* **Provided data**:
PR #122, opened 2019-10-09
Display MOTD on interactive actions (debug, exec, rsh, run, attach)

JAORMX:
Whenever one of the aforementioned commands is executed, and the command
is executed on interactive mode, the MOTD will be displayed. This is
similar to the behavior that SSH provides, where running a single
command on a node will not trigger this behavior, but initiating a
session will.

This work is done to address compliance requirements.

### DIFF
--- a/pkg/cli/debug/debug.go
+++ b/pkg/cli/debug/debug.go
@@ -52,6 +52,7 @@ import (
 	"github.com/openshift/library-go/pkg/image/reference"
 	"github.com/openshift/oc/pkg/helpers/conditions"
 	utilenv "github.com/openshift/oc/pkg/helpers/env"
+	"github.com/openshift/oc/pkg/helpers/motd"
 	generateapp "github.com/openshift/oc/pkg/helpers/newapp/app"
 )
 
@@ -499,6 +500,11 @@ func (o *DebugOptions) RunDebug() error {
 			}
 
 			return false, nil
+		}
+
+		if err = motd.DisplayMOTD(o.CoreClient, o.ErrOut); err != nil {
+			fmt.Fprintf(o.ErrOut, "Unable to display the MOTD: %v", err)
+			return err
 		}
 
 		ctx, cancel := context.WithTimeout(context.Background(), o.Timeout)
--- a/pkg/cli/kubectlwrappers/wrappers.go
+++ b/pkg/cli/kubectlwrappers/wrappers.go
@@ -3,6 +3,7 @@ package kubectlwrappers
 import (
 	"bufio"
 	"flag"
+	"fmt"
 	"strings"
 
 	"github.com/spf13/cobra"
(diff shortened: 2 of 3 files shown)


jhrozek:
Of course I'll leave the review for the core team members, but perhaps it would be useful and speed up the review to see how the code behaves. FWIW, the code looks good to me.

1. `oc debug` always displays the message:
```
oc debug node/ip-10-0-143-135.ec2.internal
Starting pod/ip-10-0-143-135ec2internal-debug ...

Hello world!
Pod IP: 10.0.143.135
sh-4.4# 
```
This is true even if `-T` is passed and no tty is allocated:
```
oc debug -T node/ip-10-0-143-135.ec2.internal
Starting pod/ip-10-0-143-135ec2internal-debug ...

Hello world!

Pod IP: 10.0.143.135

^C
```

* **Task prompt**:
Check each line above for the word "node" and copy every line that has it.

* **Answer box**:
command on a node will not trigger this behavior, but initiating a
oc debug node/ip-10-0-143-135.ec2.internal
oc debug -T node/ip-10-0-143-135.ec2.internal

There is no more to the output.